En 1939, la garde côtière américaine et le service des phares ont fusionné, apportant une nouvelle ère à l’île de Patos. Même ainsi, l’isolement de l’avant-poste a continué d’exiger l’autosuffisance et l’ingéniosité. Don Fox, un garde-côte en poste à Patos, a rappelé que les tempêtes empêchaient parfois les courses d’approvisionnement et que cuisiner avec des ingrédients limités pouvait être difficile. La première tentative de Fox pour faire du pain a été un échec. Lorsque les autres hommes ont refusé de manger ses biscuits, il les a offerts au chien du phare, qui les a également rejetés. Découragé, Fox jeta les biscuits là où il pensait que les goélands les mangeraient – et même les oiseaux ne les toucheraient pas. “La bonne nouvelle est que papa est finalement devenu un très bon cuisinier”, se souvient sa fille (History Nook, Eileen Lorenz, 2017)

Le phare aujourd’hui
Les employés du phare ont quitté l’île de Patos lorsque la station est devenue automatisée en 1974, et de nombreux bâtiments ont été supprimés. Patos fait maintenant partie du monument national des îles San Juan, créé en 2013. Aujourd’hui, les plaisanciers peuvent explorer cette île historique et admirer son phare restauré et toujours actif. Surveillez le flash blanc toutes les six secondes et les deux secteurs rouges qui marquent Six Fathom Shoal et Rosenfield Rock à l’ouest.

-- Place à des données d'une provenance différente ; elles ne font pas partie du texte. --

PR #4191, opened 2020-10-28
Changes in metadata required to update the app to API 29

grzesiek2010:
This pr addresses two first steps from https://github.com/getodk/collect/issues/3360#issuecomment-691734743

I tested the changes manually.

This is what we have to do because of changes in privacy policy.

It removes two of visible in settings properties SIM serial and subscriber ID then it makes the deviceId not dangerous so if a user opens a form with that metadata they shouldn't be asked for `ReadPhoneState` permission (unless phone number is also present in metadata which is the last property which requires the permission).

[meta.xlsx](https://github.com/getodk/collect/files/5452519/meta.xlsx)

No.

### DIFF
--- a/collect_app/src/main/java/org/odk/collect/android/logic/PropertyManager.java
+++ b/collect_app/src/main/java/org/odk/collect/android/logic/PropertyManager.java
@@ -57,7 +57,6 @@ public class PropertyManager implements IPropertyManager {
     public static final String SCHEME_USERNAME     = "username";
     private static final String SCHEME_TEL          = "tel";
     private static final String SCHEME_MAILTO       = "mailto";
-    private static final String SCHEME_IMEI         = "imei";
 
     private final Map<String, String> properties = new HashMap<>();
 
@@ -92,7 +91,7 @@ public class PropertyManager implements IPropertyManager {
 
     public PropertyManager reload() {
         try {
-            putProperty(PROPMGR_DEVICE_ID,     SCHEME_IMEI,         deviceDetailsProvider.getDeviceId());
+            putProperty(PROPMGR_DEVICE_ID,     "",         deviceDetailsProvider.getDeviceId());
             putProperty(PROPMGR_PHONE_NUMBER,  SCHEME_TEL,          deviceDetailsProvider.getLine1Number());
         } catch (SecurityException e) {
             Timber.e(e);
--- a/collect_app/src/main/java/org/odk/collect/android/logic/PropertyManager.java
+++ b/collect_app/src/main/java/org/odk/collect/android/logic/PropertyManager.java
@@ -153,9 +153,7 @@ public class PropertyManager implements IPropertyManager {
      * @return True if the given property is dangerous, false otherwise.
      */
     private boolean isPropertyDangerous(String propertyName) {
-        return propertyName != null
-                && (propertyName.equalsIgnoreCase(PROPMGR_DEVICE_ID)
-                || propertyName.equalsIgnoreCase(PROPMGR_PHONE_NUMBER));
+        return propertyName != null && propertyName.equalsIgnoreCase(PROPMGR_PHONE_NUMBER);
     }
 
     @Override
--- a/collect_app/src/main/java/org/odk/collect/android/logic/PropertyManager.java
+++ b/collect_app/src/main/java/org/odk/collect/android/logic/PropertyManager.java
@@ -53,7 +53,6 @@ import static org.odk.collect.android.preferences.GeneralKeys.KEY_USERNAME;
 public class PropertyManager implements IPropertyManager {
 
     public static final String PROPMGR_DEVICE_ID        = "deviceid";
-    public static final String PROPMGR_SUBSCRIBER_ID    = "subscriberid";
     public static final String PROPMGR_SIM_SERIAL       = "simserial";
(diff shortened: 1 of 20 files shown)


grzesiek2010:
@lognaturel 
in the https://github.com/getodk/collect/issues/3360#issuecomment-691734743 you said that we should remove READ_PHONE_STATE permission but it's still required in case of phone number which we still keeps or maybe I'm missing something?

If we open a form with phone number metadata we are asked for permission, if we deny the form is closed. Maybe now since the permission is related only to that one property it's time to change that behavior and open the form but without that value?

lognaturel:
> it's still required in case of phone number

Ah, yes. https://developer.android.com/about/versions/11/privacy/permissions#phone-numbers describes the change we should make.

> since the permission is related only to that one property it's time to change that behavior and open the form but without that value

Closing the form seems right to me -- if the form designer is requesting the phone number, they intend it to be populated. Essentially the data collector is refusing to fill in part of the form.

grzesiek2010:
>Ah, yes. https://developer.android.com/about/versions/11/privacy/permissions#phone-numbers describes the change we should make.

that doc applies to Android 11 but our target is 10 so it's something we will need to do later not now.

> Closing the form seems right to me -- if the form designer is requesting the phone number, they intend it to be populated. Essentially the data collector is refusing to fill in part of the form.

ok so let's leave it as is.

collect_app/src/main/java/org/odk/collect/android/logic/PropertyManager.java
```diff
@@ -112,12 +92,8 @@ public PropertyManager(Application application, RxEventBus rxEventBus, Permissio
 
     public PropertyManager reload() {
         try {
-            // Device-defined properties
-            IdAndPrefix idp = findDeviceId(context, deviceDetailsProvider);
-            putProperty(PROPMGR_DEVICE_ID,     idp.prefix,          idp.id);
+            putProperty(PROPMGR_DEVICE_ID,     SCHEME_IMEI,         deviceDetailsProvider.getDeviceId());
```
lognaturel: What effect does having `SCHEME_IMEI` here have? Seems it should be `collect`, maybe?

grzesiek2010: That's a good question, I wanted to ask about it because I'm not sure... I kept SCHEME_IMEI for now but it's not IMEI anymore so it doesn't make much sense. I could do what you say and add collect: but our new device id is already like `collect:5sf45sf5dsf5d4f` (it starts with collect: always) so a result the value with scheme would be `collect:collect:5sf45sf5dsf5d4f`

Of course depends where we use it because in settings and in a form it would be still just `collect:5sf45sf5dsf5d4f` (because there we get the value without scheme) but during sending a form we use:
```
deviceId = new PropertyManager(Collect.getInstance().getApplicationContext())
                    .getSingularProperty(PropertyManager.withUri(PropertyManager.PROPMGR_DEVICE_ID));
```

what will return doubled collect: 
`collect:collect:5sf45sf5dsf5d4f
`

maybe we should get rid of that prefix collect: which now is a part of device id and add it instead of SCHEME_IMEI so as a result in settings and in a form we would have `5sf45sf5dsf5d4f` but sending forms it would be `collect:5sf45sf5dsf5d4f`?

@lognaturel @seadowg

lognaturel: Interesting, I didn't realize there was that difference between in-form and at submission time. I think they should be consistent and both include the scheme. How about just using the literal String `""` as the scheme here?

grzesiek2010: That would be a solution, what do you think @seadowg?

seadowg: Ah yeah I hadn't realized `PropertyManager` expects a scheme here. I think passing `""` as the scheme makes the most sense to me as because then (as @lognaturel points out) it'll be displayed consistently.

We could then just add a `putProperty(String propName, String value)` that doesn't append a scheme (or just calls the other `putProperty` with `""`).

grzesiek2010: Ok, I removed that scheme but I needed to add some extra changes in `InstanceServerUploaderTask` and `InstanceSubmitter` where we access that property to avoid using PropertyManager.withUri because then even if the scheme is empty we would have an extra semicolon left, like: `:collect:5sf45sf5dsf5d4f `.
All the changes are in my last commit:
https://github.com/getodk/collect/pull/4191/commits/94e954c9456be9b5654fc759d80c31bac9da5c28

lognaturel (approved):

kkrawczyk123:
**Tested with success!**

Tested scenarios:
- relaunch app
- light/dark mode
- reset settings
- import settings qr code
- display deviceID in form
- save/finalize form
- rotate screen
- minimize app
- RTL language 
- fill few submissions
- install app again: deviceID updated
- regression check on username, email, phone number
- update
- kill app
- form metadata through admin settings
- form that displays old data: empty values visible

mmarciniak90:
Verified also on Android versions: 7.0, 8.1, 10.0

PR #4196, opened 2020-11-02
Force storage migration

### LINKED ISSUE #3360: Update targetSdkversion to 29

grzesiek2010:
Closes #3360

I tested the changes manually and added automated tests.

This is what we need to do because of google's policy.

- fresh installs should start with scoped storage by default
- for other users migrations should happen automatically once they install and open the app for the first time
- if the automated migration fails the banner as in v1.28.x should be visible and allow users to perform migration manually
- if migration fails and users don't trigger it manually next attempt should take place automatically when such users open the app again after 24h or if the app was killed and reopened

We reuse the same code which performs migration so migration itself shouldn't be affected. During testing we don't need to test the process a lot. 

No.

No.

### DIFF
--- a/collect_app/build.gradle
+++ b/collect_app/build.gradle
@@ -200,6 +200,9 @@ android {
         unitTests {
             includeAndroidResources = true
             returnDefaultValues = true
+            all {
+                maxHeapSize = "1024m"
+            }
         }
     }
 
--- a/strings/src/main/res/values/strings.xml
+++ b/strings/src/main/res/values/strings.xml
@@ -670,7 +670,7 @@
     <string name="save_legacy_settings_warning">Will be removed in a future version. Please use the QR code above.</string>
     <string name="reason_for_changes_description">You need to explain the reason for changes to this form</string>
 
-    <string name="scoped_storage_banner_text">You must migrate Collect forms to private storage to comply with Android requirements. In Collect v1.29, <b>the migration will be forced on install</b>.</string>
+    <string name="scoped_storage_banner_text">You must migrate Collect forms to private storage to comply with Android requirements. The migration should have happened automatically. If you still see this message it indicates that something went wrong. Please try to perform migration manually.</string>
     <string name="scoped_storage_learn_more">Learn more and migrate</string>
     <string name="storage_migration_completed">Storage migration completed!</string>
     <string name="scoped_storage_dismiss">Dismiss</string>
--- a/strings/src/main/res/values/strings.xml
+++ b/strings/src/main/res/values/strings.xml
@@ -670,7 +670,7 @@
     <string name="save_legacy_settings_warning">Will be removed in a future version. Please use the QR code above.</string>
     <string name="reason_for_changes_description">You need to explain the reason for changes to this form</string>
 
-    <string name="scoped_storage_banner_text">You must migrate Collect forms to private storage to comply with Android requirements. The migration should have happened automatically. If you still see this message it indicates that something went wrong. Please try to perform migration manually.</string>
+    <string name="scoped_storage_banner_text">You must migrate Collect forms to private storage to comply with Android requirements. An automatic migration attempt failed. Please migrate manually.</string>
     <string name="scoped_storage_learn_more">Learn more and migrate</string>
     <string name="storage_migration_completed">Storage migration completed!</string>
     <string name="scoped_storage_dismiss">Dismiss</string>
--- a/build.gradle
+++ b/build.gradle
@@ -71,7 +71,7 @@ task checkInstrumented(type: GradleBuild) {
 ext {
     androidCompileSdk = 30
     androidMinSdk = 21
-    androidTargetSdk = 28
+    androidTargetSdk = 29
 
     fragmentVersion = '1.2.5'
     daggerVersion = '2.29.1'
--- a/collect_app/src/androidTest/java/org/odk/collect/android/feature/formentry/ExternalDataFileNotFoundTest.java
+++ b/collect_app/src/androidTest/java/org/odk/collect/android/feature/formentry/ExternalDataFileNotFoundTest.java
@@ -10,6 +10,8 @@ import org.junit.Test;
 import org.junit.rules.RuleChain;
 import org.odk.collect.android.R;
 import org.odk.collect.android.activities.FormEntryActivity;
+import org.odk.collect.android.storage.StoragePathProvider;
+import org.odk.collect.android.storage.StorageSubdirectory;
 import org.odk.collect.android.support.pages.FormEntryPage;
 import org.odk.collect.android.support.CopyFormRule;
 import org.odk.collect.android.support.ResetStateRule;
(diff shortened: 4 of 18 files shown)


grzesiek2010:
@lognaturel @seadowg I would like to hear from you what you think about forcing storage migration.
I start it from the Main menu because it's easy I can reuse the code we already have. In order to avoid multiple attempts if something goes wrong I added a check to confirm it happens at most once a day (of course if app is killed it might happen more often but thats ok).
Additionally for now I didn't remove the banner because maybe it's better to have it and still give a user a possibility to start migrating at their convenience when the automated one attempt failed.

any thoughts?

seadowg:
I had been thinking we would just run the migration rather than popping up the UI. I think if that was the case we could just start the service in `ApplicationInitializer`.

That said I can see why you would want to make the user acknowledge that it's happening, and also give them a way change to perform a backup. In this case I think starting from `MainMenuActivity` makes sense! I'm not sure about limiting the number of times we show it though... Maybe we could fire this up on `SplashScreenActivity` and then we'd show it every time the app is "launched"?

grzesiek2010:
@lognaturel @seadowg 
please take a look at this pr. I got stuck with one test `when_migrationFinishedWithSuccess_should_formsWorkAsBefore` which keeps failing on firebase test lab but locally everything is fine and the behavior which that test checks also seems fine (I tested it manually). Do you have any idea how my changes could affect that particular test?

seadowg:
@grzesiek2010 is the failure you're seeing this: https://console.firebase.google.com/u/0/project/api-project-322300403941/testlab/histories/bh.f6f8331e5ae6e371/matrices/5654843488442284014/executions/bs.266c24ea218112f0/testcases/5/errors

seadowg:
@grzesiek2010 playing around with it a bit it doesn't feel like a timing issue as I can put a bunch of waits in, add in pressing back and then returning to Edit Saved Forms and it never loads the form. 

I'm now looking at running it as part of a suite (instead of just running the test itself or the class) and it looks like it always fails (for the same reason) for me if I run all tests in `org.odk.collect.android.feature.storage` which would suggest it's a pollution issue. Potentially the way the dependencies are set up or some static state? I'm going to play around with a bisect as I'm in this now 🤣.

seadowg:
@grzesiek2010 ok `StorageMigrationTest` and `AutomaticStorageMigrationTest` appear to be interfering with each other. If `AutomaticStorageMigrationTest#when_storageMigrationNotPerformed_shouldBePerformedAutomatically` runs before `StorageMigrationTest#when_migrationFinishedWithSuccess_should_formsWorkAsBefore` the latter fails and if I reverse the order the opposite is true. It does look automatic migration involves some static state so it could be something to do with that. 

I'll pause my investigation now in case you're already going down the same path but happy to keep looking if it's proving problematic!

grzesiek2010:
@seadowg 
Thanks for looking at the issue. When it comes to `AutomaticStorageMigrationTest` even if I remove this tests the result is the same so it's not the reason but probably your thinking that other tests somehow impact the one which is failing is right. I'll try to figure it out.

grzesiek2010:
oh I got it https://github.com/getodk/collect/pull/4196/commits/084a5786a0d6eb474d70c4f3a3f680bcad1a3ca8 obviously my brain needed those two days off which I had :) @seadowg your insights were also helpful thanks!

collect_app/build.gradle
```diff
@@ -200,6 +200,9 @@ android {
         unitTests {
             includeAndroidResources = true
             returnDefaultValues = true
+            all {
+                maxHeapSize = "1024m"
```
grzesiek2010, line 204: Without this my build kept failing it's probably connected somehow to bumping targetSdkVersion https://circleci.com/docs/2.0/language-android/#handling-out-of-memory-errors

strings/src/main/res/values/strings.xml
```diff
@@ -670,7 +670,7 @@
     <string name="save_legacy_settings_warning">Will be removed in a future version. Please use the QR code above.</string>
     <string name="reason_for_changes_description">You need to explain the reason for changes to this form</string>
 
-    <string name="scoped_storage_banner_text">You must migrate Collect forms to private storage to comply with Android requirements. In Collect v1.29, <b>the migration will be forced on install</b>.</string>
+    <string name="scoped_storage_banner_text">You must migrate Collect forms to private storage to comply with Android requirements. The migration should have happened automatically. If you still see this message it indicates that something went wrong. Please try to perform migration manually.</string>
```
lognaturel: "The migration should have happened automatically. If you still see this message it indicates that something went wrong. Please try to perform migration manually." -> "An automatic migration attempt failed. Please migrate manually."

lognaturel (changes requested):
Small suggested wording change to keep things short but looks great to me!

strings/src/main/res/values/strings.xml
grzesiek2010: Done. Do you also want to add something to the message that is displayed when migration is performed without errors? Now it's just `Storage migration completed!` but I remember that you were thinking about it, that it might be unclear for users that don't perform it manually.

lognaturel: I think it's ok. Maybe a toast would be less disruptive since it's not really all that important for users to see. Let's get to beta and ask for feedback.

lognaturel (approved):

kkrawczyk123:
I have verified on Androids 5.1, 7.1 and 9.0 cases, I only have some doubts about the scenario with admin password:
- app update with:
- a lot of forms
- 1000 submissions
- offline layers
- splash image
- media of form with external itemsets
- form with different kind of media files
- form with last-save
- admin password: Here, I can see the difference here with manual migration. Automatic migration ignores admin password and manual migration won't run without input admin password. @grzesiek2010  @lognaturel  please confirm that it's expected behavior.
- offline install
- edited db files to crash automatic migration
- manual migration after failed automatic

grzesiek2010:
> Automatic migration ignores admin password and manual migration won't run without input admin password. @grzesiek2010 @lognaturel please confirm that it's expected behavior.

we didn't discuss it but I think it's ok there was time when we asked politely but now we have less and less time. I think it would be risky to block storage migration on some devices used by enumerators that do not own them and have the password set. Maybe I would even remove that check from manual migration just in case to make sure as many users as possible will do that.

mmarciniak90:
PR verified also on Android versions: 7.0, 8.1, 10.0

I haven't noticed any issues other than the one mentioned by @kkrawczyk123.
Grzegorz's argument is accurate to me, that's why I accept this PR. 
@lognaturel, if you decides otherwise, I'll create a separate problem.

lognaturel:
> we asked politely but

I agree, we need to get folks migrated at this point. Projects should have had the time to adjust if needed.

> remove that check from manual migration just in case

I think it's ok to keep as-is. The automatic migration will be attempted again and if it fails it may be a good opportunity for a data collector who doesn't control their device to check in with their supervisor.

PR #4197, opened 2020-11-02
Show warning when importing legacy settings

### LINKED ISSUE #4111: Show warning when legacy settings import used
Collect currently supports importing files from a `.settings` or `.json` file when the app loads. It'd be good for this to eventually go away, so we don't have to keep maintaining the code paths.

**Acceptance**

- [x] Given I've set up a settings `.settings` file
When I open Collect
I see a dialog warning me that `.settings ` support will be removed

- [x] Given I've set up a settings `.json` file
When I open Collect
I see a dialog warning me that `.json` support will be removed

Text for the dialog will be: 

> Settings were successfully imported from a <file type> file. This functionality will be removed in a future version. Please use QR code configuration instead.

seadowg:
Closes  #4111

New test to check flow.

This could probably be improved a bit but I didn't want to spend much time on this given we want to remove it soon!

Shouldn't change anything. Good to check the `.settings` and `.settings.json` flows.


collect_app/src/main/java/org/odk/collect/android/activities/MainMenuActivity.java
```diff
@@ -574,31 +582,4 @@ private void displayBannerWithSuccessStorageMigrationResult() {
             storageMigrationRepository.clearResult();
         });
     }
-
-    private void importSettingsFromLegacyFiles() {
-        try {
-            String settings = new LegacySettingsFileReader(storagePathProvider).toJSON();
-
-            if (settings != null) {
-                String type = new File(storagePathProvider.getStorageRootDirPath() + "/collect.settings.json").exists()
```
seadowg, line 583: This actually wouldn't ever have worked as `LegacySettingsFileReader` deleted the files. I've moved that out to a separate action so this should now fire correctly.

lognaturel (approved):

mmarciniak90:
> This could probably be improved a bit but I didn't want to spend much time on this given we want to remove it soon!

@seadowg I've noticed that the light/dark mode is not applied immediately after reopening the app but I'm not sure that I can argue when you have such a good argument as above :rofl: 

For both versions, I copied this file [collect.settings.json.txt](https://github.com/getodk/collect/files/5502494/collect.settings.json.txt)

|released v1.28.3 | PR|
|---|---|
|v283|pr|

seadowg:
@mmarciniak90 huh. That's weird. I don't think it's a big deal but I want to look into it to check nothing bad is happening.

seadowg:
@mmarciniak90 realized the reason is that the reload that changes the theme doesn't happen until you click "OK" on the dialog. We could rework it so that the reload happens and then the dialog shows but it'd be more work and (as you pointed out) probably not worth it!

If that's the only problem are we done with testing for this?

mmarciniak90:
I noticed that @lognaturel suggested a different title for the dialog  `Title - Successful settings import` but I think that `Settings imported successfully` is also acceptable.

**Tested with success**

Verified cases:
- json file
- .settings file with admin password
- .settings file without admin password
- .settings file which changes theme
- import before and after migration
- imported QR code from file
- scanned QR code

kkrawczyk123:

PR #4199, opened 2020-11-03
Fixed launchIntentButton's style

### LINKED ISSUE #4193: Button for launching an external app to get multiple values is unstyled
Collect v1.18 and earlier

1. Launch a form with an intent group (https://docs.google.com/spreadsheets/d/1bWBACjdC-ZdQgFYCHCrQmUoORIPjU64dfcqiLm_c1fg/edit#gid=0)
1. See that the Launch button is hard to see because it doesn't look like a button

#### Expected behavior
For now we should probably use the same button style as we use everywhere else.

grzesiek2010:
Closes #4193

I tested the fix on real devices.

The previous styling was bad so we decided to fix it. In #4193 I mentioned two possible solutions and the second one seems like a better option.

It's safe issue that shouldn't affect anything. Maybe we can merge this pr even without testing first and then test at the same time with https://github.com/getodk/collect/pull/4188?

[external_widgets.xlsx](https://github.com/getodk/collect/files/5481297/external_widgets.xlsx)

No.

### DIFF
--- a/collect_app/src/main/java/org/odk/collect/android/formentry/ODKView.java
+++ b/collect_app/src/main/java/org/odk/collect/android/formentry/ODKView.java
@@ -29,15 +29,15 @@ import android.util.TypedValue;
 import android.view.MotionEvent;
 import android.view.View;
 import android.view.View.OnLongClickListener;
-import android.widget.Button;
 import android.widget.FrameLayout;
 import android.widget.LinearLayout;
-import android.widget.TableLayout;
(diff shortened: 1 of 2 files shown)


lognaturel (approved):
The fontsize + 2 is a little strange and maybe something we should reconsider but let's treat that separately. At least this makes the button look clickable! I agree with @grzesiek2010's recommendation to merge and QA with #4188.

PR #4200, opened 2020-11-03
Make clicking recording notification return to app

### LINKED ISSUE #4151: Clicking notification while recording returns to app

seadowg:
Closes #4151 
~~Blocked by #4190~~

Drove out with tests after spiking out a working solution.

We could use Activity flags to deal with this but that seems less versatile as it means we need to know which Activity the recording is taking place in (from the user's perspective). Given that's already change once in the last couple of weeks I think going with this is the best idea.

I actually wasn't sure this would work, so I'm pretty happy it ended up being this simple.

Good to try and work out a way to break this. I couldn't!

### DIFF
--- a/audiorecorder/src/main/AndroidManifest.xml
+++ b/audiorecorder/src/main/AndroidManifest.xml
@@ -6,6 +6,7 @@
 
     <application>
         <service android:name=".recording.internal.AudioRecorderService" />
+        <activity android:name=".recording.internal.ReturnToAppActivity" />
     </application>
 
 </manifest>
--- a/audiorecorder/src/main/java/org/odk/collect/audiorecorder/recording/internal/AudioRecorderService.kt
+++ b/audiorecorder/src/main/java/org/odk/collect/audiorecorder/recording/internal/AudioRecorderService.kt
@@ -8,6 +8,7 @@ import android.content.Intent
 import android.os.Build
 import android.os.IBinder
 import androidx.core.app.NotificationCompat
+import androidx.core.app.NotificationCompat.PRIORITY_LOW
 import org.odk.collect.audiorecorder.R
 import org.odk.collect.audiorecorder.getComponent
 import org.odk.collect.audiorecorder.recorder.Recorder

Cheryl McChesney, propriétaire de Blue Water Yachts et navigatrice de longue date du Nord-Ouest, a récemment repensé à son premier voyage à Patos, où elle a lutté contre les eaux tourbillonnantes. “Je n’étais pas très expérimentée à l’époque et je n’avais pas vérifié les marées et les courants”, se souvient-elle. “Là, devant le phare, se trouvait le plus grand tourbillon que j’aie jamais vu… Je pensais qu’il allait aspirer notre bateau !” Elle s’est amarrée à l’une des bouées d’Active Cove, exploitée par Washington State Parks. “Belle île avec tant de vie marine”, a-t-elle commenté. “C’est comme ça que je me souvenais que Dirty était.”
Pour plus d’informations, voir www.parks.wa.gov/561/Patos-Island
Lisa Mightetto est un historien et marin résidant à Seattle.